One of the grounds, §87(2)(b), permits an agency to withhold records to the extent that disclosure would constitute "an unwarranted invasion of personal privacy." While an allegation concerning an individual's conduct could in my view and under appropriate circumstances be withheld as an unwarranted invasion of personal privacy, a finding of a violation which indicates that an individual has failed to comply with law, i.e., by means of the issuance of a traffic ticket, would in my opinion result in a permissible invasion of one's privacy.

Also of significance is §87(2)(g), which permits an agency to withhold records that:

"are inter-agency or intra-agency materials which are not:

i. statistical or factual tabulations or data;

ii. instructions to staff that affect the public;

iii. final agency policy or determinations; or

iv. external audits, including but not limited to audits performed by the comptroller and the federal government..."

It is noted that the language quoted above contains what in effect is a double negative. While inter-agency or intra-agency materials may be withheld, portions of such materials consisting of statistical or factual information, instructions to staff that affect the public, final agency policy or determinations or external audits must be made available, unless a different ground for denial could appropriately be asserted. Concurrently, those portions of inter-agency or intra-agency materials that are reflective of opinion, advice, recommendation and the like could in my view be withheld.

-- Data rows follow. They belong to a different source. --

PR #866, opened 2026-04-11
Fix Windows clearline in default COLOR

### LINKED ISSUE #779: On Windows HammerDB v5.0 CLI will only clear next line in black colour
In earlier versions of HammerDB, the CLI is started with a batch file that includes the command: COLOR 07 to set the terminal to a black background, which is the default. HammerDB v5.0 does not use a batch file as it uses executables. Therefore, if a non-default terminal background (e.g. have started a command window and are calling hammerdb by typing the command rather than double-click) is used with HammerDB v5.0 then when the line is cleared for the prompt, it is always cleared in the default colour ie black: 

Image

The line is cleared to make sure there is no other text on the prompt line. 

The command used is the fill_console command on Windows with the Linux alternative as shown:
There is no option to change the fill color so it remains at the system default which is COLOR 07.
```
  #col always 9 as length of hammerdb> prompt
        twapi::fill_console $handle -numlines 1 -position "9,$row"
    } else {
        print "[ESC]\[2K\r" nowait
```
As a command is typed it will fill it in the correct console color, therefore this does not affect functionality. If the default COLOR 07 background is used, then it will also not be seen. 

As a potential fix, if we comment out the fill_console command then the line is not cleared and the colour not shown, however needs further testing and as the terminal currently works as expected and as the issue is not functional we will wait for further testing to ensure that not filling the next line has no adverse impact. 

The straightforward workaround is to type "COLOR 07" before calling HammerDB to set the console background:

Image

sm-shaw:
Fixes issue with Windows console only clearing the line in black. 
Thanks to Ashok Nadkarni for pointer to Twapi command `set attrs [twapi::get_console_screen_buffer_info $handle -textattr]`
Fixed for both Tcl and Python modes.
image

### DIFF
--- a/modules/tclreadline-1.2.1.tm
+++ b/modules/tclreadline-1.2.1.tm
@@ -113,11 +113,16 @@ proc TclReadLine::clear {} {
 
 proc TclReadLine::clearline {} {
     variable CMDLINE_CURSOR
+    set prompt_len 9
     if {[string match windows $::tcl_platform(platform)]} { 
-        set handle [twapi::get_standard_handle stdout]
-        lassign [ split [ join [ lreplace [ twapi::get_console_screen_buffer_info $handle -cursorpos ] 0 0 ] ] ] col row
-        #col always 9 as length of hammerdb> prompt
-        twapi::fill_console $handle -numlines 1 -position "9,$row"
+        set handle [twapi::get_console_handle stdout]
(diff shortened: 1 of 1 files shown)


jamiere-msft (approved):

abondvt89 (approved):

abondvt89:

PR #207, opened 2023-05-16
FIX: Prompt override error in the Front end

leongj:
## Purpose
Currently, if you try to use the "Prompt Override" in Developer Tools, you will get a Python error coming back in the Chat response. This is because in `chatreadretrieveread.py` the `injected_prompt` is not being populated in the `prompt_override.format` call (as it is in the other cases of the `if` statement). In this case, `injected_prompt` is irrelevant, so I have set it to `""` as per the un-overriden case.

```
[ ] Yes
[x] No
```

## Pull Request Type

```
[x] Bugfix
[ ] Feature
[ ] Other... Please describe:
```

## How to Test
*  Get the code

```
git clone [repo-address]
cd [repo-name]
git checkout [branch-name]
npm install
```

* Open Developer Tools and enter something into the "Override prompt template".
* Ask a question.
* Response should return without an error.

## What to Check
* Response should return without an error.

## Other Information
n/a

### DIFF
--- a/app/backend/approaches/chatreadretrieveread.py
+++ b/app/backend/approaches/chatreadretrieveread.py
@@ -92,7 +92,7 @@ Search query:
         elif prompt_override.startswith(">>>"):
             prompt = self.prompt_prefix.format(injected_prompt=prompt_override[3:] + "\n", sources=content, chat_history=self.get_chat_history_as_text(history), follow_up_questions_prompt=follow_up_questions_prompt)
         else:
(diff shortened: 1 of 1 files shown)


pamelafox:
Sorry we missed this PR for so long. I've sent an updated fix in this PR https://github.com/Azure-Samples/azure-search-openai-demo/pull/606 so I'll close this one. Thanks so much!

Issue #208, opened 2023-05-16
403 Forbidden Error Thrown with message "Failed: Deploying service backend"


iamramengirl:
> Please provide us with the following information:
> ---------------------------------------------------------------

### This issue is for a: (mark with an `x`)
```
- [X] bug report -> please search issues before submitting
- [ ] feature request
- [X] documentation issue or request
- [ ] regression (a behavior that used to work and stopped in a new release)
```

### Minimal steps to reproduce
> Followed steps in the main page.

### Any log messages given by the failure
> A customer has attempted to deploy this application. They were able to successfully provision all the resources. However, a 403 forbidden error was thrown at the step [azd deploy](https://nam06.safelinks.protection.outlook.com/?url=https%3A%2F%2Flearn.microsoft.com%2Fen-us%2Fazure%2Fdeveloper%2Fazure-developer-cli%2Freference%23azd-deploy&data=05%7C01%7Cmaurivera%40microsoft.com%7Cd86b4ef4c67a41783d3308db52fae73d%7C72f988bf86f141af91ab2d7cd011db47%7C1%7C0%7C638195009871797105%7CUnknown%7CTWFpbGZsb3d8eyJWIjoiMC4wLjAwMDAiLCJQIjoiV2luMzIiLCJBTiI6Ik1haWwiLCJXVCI6Mn0%3D%7C3000%7C%7C%7C&sdata=D3P9mmtrtGf9FwMqIJr4z8838jiJa8rRAH8O0PodaAU%3D&reserved=0) which I believe is related to the deployment (publish) of the web application / pushing the code to the app service.

![image](https://github.com/Azure-Samples/azure-search-openai-demo/assets/19453096/fc59943a-3763-416c-844d-710c7ea3b509)

Specifically, the error occurred during the deployment of the application service backend.

![image](https://github.com/Azure-Samples/azure-search-openai-demo/assets/19453096/a5ae0e70-4846-44f2-941c-44f4a9ff2173)

### Expected/desired behavior
> Successful deployment of application.

### OS and Version?
> Windows 7, 8 or 10. Linux (which distribution). macOS (Yosemite? El Capitan? Sierra?)

### azd version?
> run `azd version` and copy paste here.

### Versions
>

### Mention any other details that might be useful

> ---------------------------------------------------------------
> Thanks! We'll be in touch soon.

iamramengirl:
Following up on this. Thank you!

vhvb1989:
[...]

Issue #189, opened 2023-05-09
Error Running prepdocs.py


sqlshep:
> Please provide us with the following information:
> ---------------------------------------------------------------

### This issue is for a: (mark with an `x`)
```
- [ X] bug report -> please search issues before submitting
- [ ] feature request
- [ ] documentation issue or request
- [ ] regression (a behavior that used to work and stopped in a new release)
```

### Minimal steps to reproduce
>. Follow the steps in the git repo for new or for existing services.  Fails at azd up

### Any log messages given by the failure
>Running "prepdocs.py"
Ensuring search index gptkbindex exists
Traceback (most recent call last):
  File "./scripts/prepdocs.py", line 299, in <module>
    create_search_index()
  File "./scripts/prepdocs.py", line 237, in create_search_index
    if args.index not in index_client.list_index_names():
  File "/Users/shepsheppard/scripts/.venv/lib/python3.8/site-packages/azure/core/paging.py", line 124, in __next__
    return next(self._page_iterator)
  File "/Users/shepsheppard/scripts/.venv/lib/python3.8/site-packages/azure/core/paging.py", line 76, in __next__
    self._response = self._get_next(self.continuation_token)
  File "/Users/shepsheppard/scripts/.venv/lib/python3.8/site-packages/azure/search/documents/indexes/_generated/operations/_indexes_operations.py", line 520, in get_next
    raise HttpResponseError(response=response, model=error)
azure.core.exceptions.HttpResponseError: () Authorization failed.
Code: 
Message: Authorization failed.

ERROR: failed running post hooks: 'postprovision' hook failed with exit code: '1', Path: './scripts/prepdocs.sh'. : exit status 1

### Expected/desired behavior
> Not fail

### OS and Version?
>  macOS Ventura 

### Versions
> 13.3.1(a)

### Mention any other details that might be useful

> ---------------------------------------------------------------
> Thanks! We'll be in touch soon.

Goro2030:
Same error here. Maybe has to do with permissions?

vikramhn:
https://github.com/Azure-Samples/azure-search-openai-demo/issues/79#issuecomment-1507899444 
"Search Index Data Contributor" role was already there. What fixed it for me was to add "Search Service Contributor" role to my ID.

Goro2030:
What solved it to me, was to add me as "OWNER" of the "gptkb-d3v5axy2dfrvs" service. That fixed the problem!

[...]

Issue #78, opened 2023-03-31
Authorization failed


gitpsk:
Requirement already satisfied: charset-normalizer<4,>=2 in ./scripts/.venv/lib/python3.9/site-packages (from requests>=2.18.4->azure-core<2.0.0,>=1.23.0->azure-ai-formrecognizer==3.2.1->-r ./scripts/requirements.txt (line 4)) (3.1.0)
Requirement already satisfied: idna<4,>=2.5 in ./scripts/.venv/lib/python3.9/site-packages (from requests>=2.18.4->azure-core<2.0.0,>=1.23.0->azure-ai-formrecognizer==3.2.1->-r ./scripts/requirements.txt (line 4)) (3.4)
Requirement already satisfied: urllib3<1.27,>=1.21.1 in ./scripts/.venv/lib/python3.9/site-packages (from requests>=2.18.4->azure-core<2.0.0,>=1.23.0->azure-ai-formrecognizer==3.2.1->-r ./scripts/requirements.txt (line 4)) (1.26.15)
Requirement already satisfied: oauthlib>=3.0.0 in ./scripts/.venv/lib/python3.9/site-packages (from requests-oauthlib>=0.5.0->msrest>=0.6.21->azure-ai-formrecognizer==3.2.1->-r ./scripts/requirements.txt (line 4)) (3.2.2)
Running "prepdocs.py"
Ensuring search index gptkbindex exists
Traceback (most recent call last):
  File "/workspaces/azure-search-openai-demo/./scripts/prepdocs.py", line 299, in <module>
    create_search_index()
  File "/workspaces/azure-search-openai-demo/./scripts/prepdocs.py", line 237, in create_search_index
    if args.index not in index_client.list_index_names():
  File "/workspaces/azure-search-openai-demo/scripts/.venv/lib/python3.9/site-packages/azure/core/paging.py", line 132, in __next__
    return next(self._page_iterator)
  File "/workspaces/azure-search-openai-demo/scripts/.venv/lib/python3.9/site-packages/azure/core/paging.py", line 76, in __next__
    self._response = self._get_next(self.continuation_token)
  File "/workspaces/azure-search-openai-demo/scripts/.venv/lib/python3.9/site-packages/azure/search/documents/indexes/_generated/operations/_indexes_operations.py", line 520, in get_next
    raise HttpResponseError(response=response, model=error)
azure.core.exceptions.HttpResponseError: () Authorization failed.
Code: 
[...]

PR #220, opened 2023-05-18
Fix non-subscription owner scenarios by adding Search Service Contributor role

pablocastro:
## Purpose
Listing and creating search indexes requires that the user has either Owner or Search Service Contributor RBAC roles. For cases where the user is not subscription owner, this change makes things work by adding the Search Service Contributor role for the user running "azd up".

```
[ ] Yes
[x] No
```
## Pull Request Type

```
[x] Bugfix
[ ] Feature
[ ] Other... Please describe:
```

### DIFF
--- a/infra/main.bicep
+++ b/infra/main.bicep
@@ -268,6 +268,16 @@ module searchContribRoleUser 'core/security/role.bicep' = {
   }
 }
 
+module searchSvcContribRoleUser 'core/security/role.bicep' = {
+  scope: searchServiceResourceGroup
+  name: 'search-svccontrib-role-user'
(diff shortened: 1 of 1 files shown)


pablocastro:
This should address issues #208, #186, #40, #189, #78

vhvb1989 (approved):

BitcoinCode:
In my case I am running the repo on Ubuntu and the main issue was that the .venv file is starting with (.) which makes it invisible the other issue I was trying to create the virtual environment on external drive that did not have the correct format so I have moved the repo to the ubuntu machine

PR #221, opened 2023-05-18
Update prepdocs.sh to use python3

pamelafox:
## Purpose

It's generally safer to use `python3` than `python` since the latter is an alias (and does not work on my Mac). `python3` should exist, however, if Python 3 is involved.

```
[ ] Yes
[X] No
```

## Pull Request Type

```
[X] Bugfix
[ ] Feature
[ ] Other... Please describe:
```

## How to Test
* Run `azd up` on Mac
* Don't see error about python: command not found

### DIFF
--- a/scripts/prepdocs.sh
+++ b/scripts/prepdocs.sh
@@ -12,7 +12,7 @@ $(azd env get-values)
 EOF
 
 echo 'Creating python virtual environment "scripts/.venv"'
-python -m venv scripts/.venv
+python3 -m venv scripts/.venv
 
 echo 'Installing dependencies from "requirements.txt" into virtual environment'
 ./scripts/.venv/bin/python -m pip install -r scripts/requirements.txt
--- a/app/start.sh
+++ b/app/start.sh
@@ -17,7 +17,7 @@ if [ $? -ne 0 ]; then
 fi
 
 echo 'Creating python virtual environment "backend/backend_env"'
-python -m venv backend/backend_env
+python3 -m venv backend/backend_env
 
 echo ""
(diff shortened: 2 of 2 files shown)


scripts/prepdocs.sh
```diff
@@ -12,7 +12,7 @@ $(azd env get-values)
 EOF
 
 echo 'Creating python virtual environment "scripts/.venv"'
-python -m venv scripts/.venv
+python3 -m venv scripts/.venv
```
vhvb1989, line 15: Would you mind doing the same for: https://github.com/Azure-Samples/azure-search-openai-demo/blob/main/app/start.sh#L20 ?

vhvb1989: I think this is a good improvement.

In the future, we might want to update the sh script to do auto-detect..  Similar to what we do for the pwsh version (https://github.com/Azure-Samples/azure-search-openai-demo/blob/main/scripts/prepdocs.ps1#L19)

vhvb1989 (approved):

scripts/prepdocs.sh
pamelafox: Sure, updated start.sh. I'm curious what situations there are where python is preferred over python3, as we currently have in our internal Python team style guide to prefer the explicit python3 command. I suppose someone might map python to a particular install of python3, and thats the situation you're trying to support?

tonybaloney: PEP394 is the best description of the aliases that Linux distributions follow https://peps.python.org/pep-0394/

PR #229, opened 2023-05-22
Update read, retrieve, read approach

mattmsft:
## Purpose

The lookup tool needs to parse the input to find the employee name. This parsed name should not be discarded, instead it should be used to lookup the employee

```
[ ] Yes
[X] No
```

## Pull Request Type

```
[X] Bugfix
[ ] Feature
[ ] Other... Please describe:
```

## How to Test
*  Get the code
* Try the following question using the read, retrieve, read approach. Employee2's information should be retrieved
What is Employee2's health plan?

### DIFF
--- a/app/backend/approaches/readretrieveread.py
+++ b/app/backend/approaches/readretrieveread.py
@@ -108,5 +108,5 @@ class EmployeeInfoTool(CsvLookupTool):
         self.func = self.employee_info
         self.employee_name = employee_name
 
-    def employee_info(self, unused: str) -> str:
-        return self.lookup(self.employee_name)
+    def employee_info(self, name: str) -> str:
+        return self.lookup(name)


app/backend/approaches/readretrieveread.py
```diff
@@ -108,5 +108,5 @@ def __init__(self, employee_name: str):
         self.func = self.employee_info
         self.employee_name = employee_name
 
-    def employee_info(self, unused: str) -> str:
-        return self.lookup(self.employee_name)
+    def employee_info(self, name: str) -> str:
+        return self.lookup(name)
```
tonybaloney, line 112: This makes sense, please change the type signature of the base method (`lookup`) to be `str` instead of `Optional[str]` since it will always return a str and if you're just returning the value of `lookup` then the signature should match that of `func` which is `Callable[..., str]`

https://github.com/Azure-Samples/azure-search-openai-demo/blob/main/app/backend/lookuptool.py#L19

tonybaloney: I'll address this post #339

tonybaloney (approved):

PR #263, opened 2023-06-02
Keep the Approach base class up to date

gukoff:
## Purpose

Approach base class was not up to date with the newer `run()` schemas.

Using `abc`, we get more confidence that all subclasses conform with the declared schema.

```
[ ] Yes
[x] No
```

## Pull Request Type

```
[ ] Bugfix
[ ] Feature
[ ] Other... Please describe:
```

### DIFF
--- a/app/backend/approaches/approach.py
+++ b/app/backend/approaches/approach.py
@@ -1,6 +1,14 @@
+from abc import abstractmethod, ABC
 from typing import Any
 
 
-class Approach:
+class ChatApproach(ABC):
+    @abstractmethod
+    def run(self, history: list[dict], overrides: dict[str, Any]) -> Any:
+        ...
+
+
+class AskApproach(ABC):
+    @abstractmethod
     def run(self, q: str, overrides: dict[str, Any]) -> Any:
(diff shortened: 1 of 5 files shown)


tonybaloney:
Please rebase with the new base signatures. I think that would make Chat and Ask the following:

```python
def run(self, history: Sequence[dict[str, str]], overrides: dict[str, Any]) -> Any:
  ...
```

```python
def run(self, q: str, overrides: dict[str, Any]) -> Any:
 ...
```

tonybaloney (changes requested):
Please rebase with the new base signatures. I think that would make Chat and Ask the following:

```python
def run(self, history: Sequence[dict[str, str]], overrides: dict[str, Any]) -> Any:
  ...
```

```python
def run(self, q: str, overrides: dict[str, Any]) -> Any:
 ...
```

gukoff:
@tonybaloney done!

pamelafox:
@gukoff Thanks for this PR, I ended up making the same changes in a recent PR that changed the interface, so we don't need to merge this anymore.

PR #325, opened 2023-06-16
Add GHA for AZD and Python backend, add basic tests for API

tonybaloney:
This PR adds some automated validation to the project

- Checks the AZD/bicep compilation
- Checks the AZD template for best practice using Defender to DevOps
- Runs a small test in Python

I noticed a couple of things in the Python code that need fixing, will submit in a separate PR


tonybaloney:
Tests are failing , it was using the VS Code Authentication locally, let me work out an authentication model that the tests can mock out.

.github/workflows/backend-validation.yaml
```diff
@@ -0,0 +1,37 @@
...
+    - name: Set up Python ${{ matrix.python-version }}
+      uses: actions/setup-python@v3
+      with:
+        python-version: ${{ matrix.python-version }}
+    - name: Install dependencies
+      working-directory: app/backend
+      run: |
+        python -m pip install --upgrade pip
+        pip install -r requirements.txt
+        pip install -r requirements-test.txt
```
pamelafox, line 29: Any reason not to have requirements-test.txt recursively include requirements.txt? (I'm just curious, as that's what I typically do).

.github/workflows/backend-validation.yaml
```diff
@@ -0,0 +1,37 @@
...
+
+    - name: Run pytest
+      working-directory: app/backend
+      run: python -m pytest
+      env:
+        AZURE_CLIENT_ID: 00000000-0000-0000-0000-000000000000
+        AZURE_CLIENT_SECRET: Not-The-Client-Secret
+        AZURE_TENANT_ID: 00000000-0000-0000-0000-000000000000
```
pamelafox, line 37: This is still failing, right? https://github.com/Azure-Samples/azure-search-openai-demo/actions/runs/5286159980/jobs/9565327057?pr=325
If this app was constructed using the app factory pattern, I think it'd be easier to pass in a mocked credential.
Are there any env variables that will get it past the Default credential stage?

tonybaloney: I eventually got the app factory pattern working so I could patch out `DefaultAzureCredential` during the tests.

PR #339, opened 2023-06-20
Fix some of the type annotations

tonybaloney:
These were identified by adding the following to `.vscode/settings.json`

```javascript
    "python.analysis.diagnosticMode": "workspace",
    "python.analysis.autoSearchPaths": true,
    "python.analysis.typeCheckingMode": "basic"
```

### DIFF
--- a/app/backend/approaches/approach.py
+++ b/app/backend/approaches/approach.py
@@ -2,5 +2,5 @@ from typing import Any
 
 
 class Approach:
-    def run(self, q: str, use_summaries: bool) -> Any:
+    def run(self, q: str, overrides: dict[str, Any]) -> Any:
         raise NotImplementedError
--- a/app/backend/approaches/approach.py
+++ b/app/backend/approaches/approach.py
@@ -1,3 +1,6 @@
+from typing import Any
+
+
 class Approach:
-    def run(self, q: str, use_summaries: bool) -> any:
+    def run(self, q: str, use_summaries: bool) -> Any:
         raise NotImplementedError
--- a/app/backend/approaches/chatreadretrieveread.py
+++ b/app/backend/approaches/chatreadretrieveread.py
@@ -1,3 +1,5 @@
+from typing import Any, Sequence
+
 import openai
 from azure.search.documents import SearchClient
 from azure.search.documents.models import QueryType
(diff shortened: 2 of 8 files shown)


app/backend/approaches/approach.py
```diff
@@ -1,3 +1,6 @@
+from typing import Any
+
+
 class Approach:
-    def run(self, q: str, use_summaries: bool) -> any:
```
tonybaloney, line 2: There is no such type as `any`

app/backend/approaches/readdecomposeask.py
```diff
@@ -42,7 +42,7 @@ def search(self, q: str, overrides: dict) -> str:
             self.results = [doc[self.sourcepage_field] + ":" + nonewlines(doc[self.content_field][:500]) for doc in r]
         return "\n".join(self.results)
 
-    def lookup(self, q: str) -> str:
+    def lookup(self, q: str) -> Optional[str]:
```
tonybaloney, line 45: Since the last line of this method returns `None`, `str` is not a valid annotation as it can return None

app/backend/lookuptool.py
```diff
@@ -1,13 +1,13 @@
...
+from pathlib import Path
 from langchain.agents import Tool
 from langchain.callbacks.manager import Callbacks
 from typing import Optional
 
 class CsvLookupTool(Tool):
     data: dict[str, str] = {}
 
-    def __init__(self, filename: path, key_field: str, name: str = "lookup", 
+    def __init__(self, filename: str | Path, key_field: str, name: str = "lookup",
```
tonybaloney, line 10: `path` is not a type. `open()` accepts both str and Path from path lib, so this is a more obvious annotation of what the method is expecting

app/backend/approaches/readdecomposeask.py
pamelafox: Since you changed this, employee_info() should have same return type?

app/backend/approaches/chatreadretrieveread.py
```diff
@@ -48,7 +50,7 @@ def __init__(self, search_client: SearchClient, chatgpt_deployment: str, gpt_dep
         self.sourcepage_field = sourcepage_field
         self.content_field = content_field
 
-    def run(self, history: list[dict], overrides: dict) -> any:
+    def run(self, history: Sequence[dict[str, str]], overrides: dict[str, Any]) -> Any:
```
pamelafox, line 53: Similar to other comment, mypy doesn't like how this signature disagrees with Approach() signature.

pamelafox (changes requested):
I ran mypy over the files to see if it agreed. It's a bit pickier, so I tried to only comment on the stuff you changed, and you still may not feel the need to address its issues, but I do think a couple points are valid.

app/backend/approaches/readdecomposeask.py
tonybaloney: that's being addressed in another PR

pamelafox (approved):

PR #345, opened 2023-06-20
Use other approach for specifying default values

pamelafox:
## Purpose

This PR proposes a slightly simpler way of passing in default values to azd for the gpt parameters. It seems to work for me, but I'd love confirmation from someone on azd team (@vhvb1989) that this functionality is expected to work.

```
[ ] Yes
[X] No
```

## Pull Request Type

```
[X] Bugfix
[ ] Feature
[ ] Other... Please describe:
```

## How to Test

*  Run azd up on a fresh environment
*  Run azd up on a fresh environment but with gpt names overriden via azd env set

### DIFF
--- a/infra/main.bicep
+++ b/infra/main.bicep
@@ -37,10 +37,10 @@ param formRecognizerResourceGroupLocation string = location
 
 param formRecognizerSkuName string = 'S0'
 
-param gptDeploymentName string = 'davinci'
+param gptDeploymentName string = '' // See main.parameters.json for default
 param gptDeploymentCapacity int = 30
 param gptModelName string = 'text-davinci-003'
-param chatGptDeploymentName string = 'chat'
+param chatGptDeploymentName string = '' // See main.parameters.json for default
 param chatGptDeploymentCapacity int = 30
 param chatGptModelName string = 'gpt-35-turbo'
 
--- a/infra/main.bicep
+++ b/infra/main.bicep
@@ -37,10 +37,10 @@ param formRecognizerResourceGroupLocation string = location
 
 param formRecognizerSkuName string = 'S0'
 
-param gptDeploymentName string = '' // See main.parameters.json for default
+param gptDeploymentName string // Set in main.parameters.json
 param gptDeploymentCapacity int = 30
 param gptModelName string = 'text-davinci-003'
-param chatGptDeploymentName string = '' // See main.parameters.json for default
+param chatGptDeploymentName string // Set in main.parameters.json
 param chatGptDeploymentCapacity int = 30
 param chatGptModelName string = 'gpt-35-turbo'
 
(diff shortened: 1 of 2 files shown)


infra/main.parameters.json
```diff
@@ -45,10 +45,10 @@
       "value": "${AZURE_STORAGE_RESOURCE_GROUP}"
     },
     "chatGptDeploymentName": {
-      "value": "${AZURE_OPENAI_CHATGPT_DEPLOYMENT}"
+      "value": "${AZURE_OPENAI_CHATGPT_DEPLOYMENT=chat}"
```
pamelafox, line 48: @vhvb1989 This is the functionality I'm wondering about, this way of specifying default values if the env var isn't found.

vhvb1989: Aren't you setting the default already with `param chatGptDeploymentName string = 'chat'` within the bicep file?

Having the default on bicep means that no matter who deploy the file, the default value will be used.
Having the default value on `main.parameters.json` means that only azd would know about that default value.

I'd go one way or the other, as having both might lead to sync issues, where someone might forget to update both values when updating the default value.

Any other thoughts about this @weikanglim ?

pamelafox: The goal is for this to support a few scenarios:

* Devs can specify the parameter by using `azd env set` before running `azd up`, and that gets passed in via main.parameters.json . Just setting `param = 'chat'` doesn't seem to support that scenario - I think because the empty env variable overrides it to an empty string? That's why we have the current workaround with checking if empty() and setting a new variable to 'chat' instead. Is it supposed to work?
* If devs don't specify the parameter, then it is instead set to "chat". That is satisfied by `param = 'chat'` as long as there isn't also main.parameters.json.

weikanglim: The syntax works as you expect it @pamelafox. Also agree with @vhvb1989 that it may be best to not have multiple places specifying defaults.

I think it reads better for me if the defaulting + the env var was both defined in `parameters.json` as the single line for the source of truth. This rule also avoids encountering possible errors when the variable isn't a string type.

pamelafox: Okay, I've updated this PR to keep the default values in main.parameters.json and I put a comment about that in main.bicep. Makes sense to DRY it up.

vhvb1989 (approved):

infra/main.bicep
```diff
@@ -37,10 +37,10 @@ param formRecognizerResourceGroupLocation string = location
 
 param formRecognizerSkuName string = 'S0'
 
-param gptDeploymentName string = ''
+param gptDeploymentName string = '' // See main.parameters.json for default
```
weikanglim, line 40:
```suggestion
param gptDeploymentName string
```

I think you'd want to remove this completely and make it a required parameter that is always set using the parameters file

jongio:
It should work, are you seeing any issues?

pamelafox:
@jongio This does seem to work, I just haven't figured out where it's documented, so I didn't know if I was relying on something that was actually supported.

PR #350, opened 2023-06-21
Validate python version and add a current dir to linux terminal.

piassa157:
## Purpose

A bug fix, when running the script in a Linux terminal, runs the risk of losing the file path for predocs.sh. For example, let's say I'm here /usr/dev/azuredemo... and I execute the command 'azd up'. The terminal will lose the path './scripts/' created by the venv. So, './scripts/.venv' won't find './scripts/fileOne.py' and vice versa.

```
[ ] Yes
[x] No
```

## Pull Request Type

```
[x] Bugfix
[ ] Feature
[x] Code style update (formatting, local variables)
[ ] Other... Please describe:
```

## How to Test
*  Get the code
ATTENTION: using a linux terminal. 
```
git clone [repo-address]
cd [repo-name]
git checkout [branch-name]
```

* Test the code

To see a full flow of sample with correction in linux terminal.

The issuance of citations or summonses indicates that a violation has been found. I believe that such a finding would consist of "factual" information accessible under §87(2)(g)(i), as well as a final agency determination accessible under §87(2)(g)(iii).

The remaining ground for denial of potential relevance is §87(2)(e), which states that an agency may withhold records that:

"are compiled for law enforcement purposes and which, if disclosed, would:

i. interfere with law enforcement investigations or judicial proceedings;

ii. deprive a person of a right to a fair trial or impartial adjudication;

iii. identify a confidential source or disclose confidential information relating to a criminal investigation; or

iv. reveal criminal investigative techniques or procedures, except routine techniques and procedures."

The language quoted above is based upon potentially harmful effects of disclosure and is generally cited in the context of criminal law enforcement. From my perspective, the effects of disclosure described in §87(2)(e) would rarely, if ever, arise in relation to traffic summonses. Further, it is questionable, in my view, whether the records in question could be characterized as having been "compiled for law enforcement purposes." Even if they could be so characterized, it does not appear that any of the harmful effects described in subparagraphs (i) through (iv) of §87(2)(e) would arise by means of disclosure.

Lastly, in a case involving a request by a newspaper for speeding tickets issued by the State Police, the Court of Appeals held that the records must be disclosed, unless they were sealed pursuant to §160.50 of the Criminal Procedure Law [see Johnson Newspapers v. Stainkamp, 61 NY 2d 958 (1984)].

Based upon the foregoing, unless sealed under the Criminal Procedure Law, the records in question are in my view available under the Freedom of Information Law, for I do not believe that any of the grounds for denial could appropriately be asserted to withhold those records.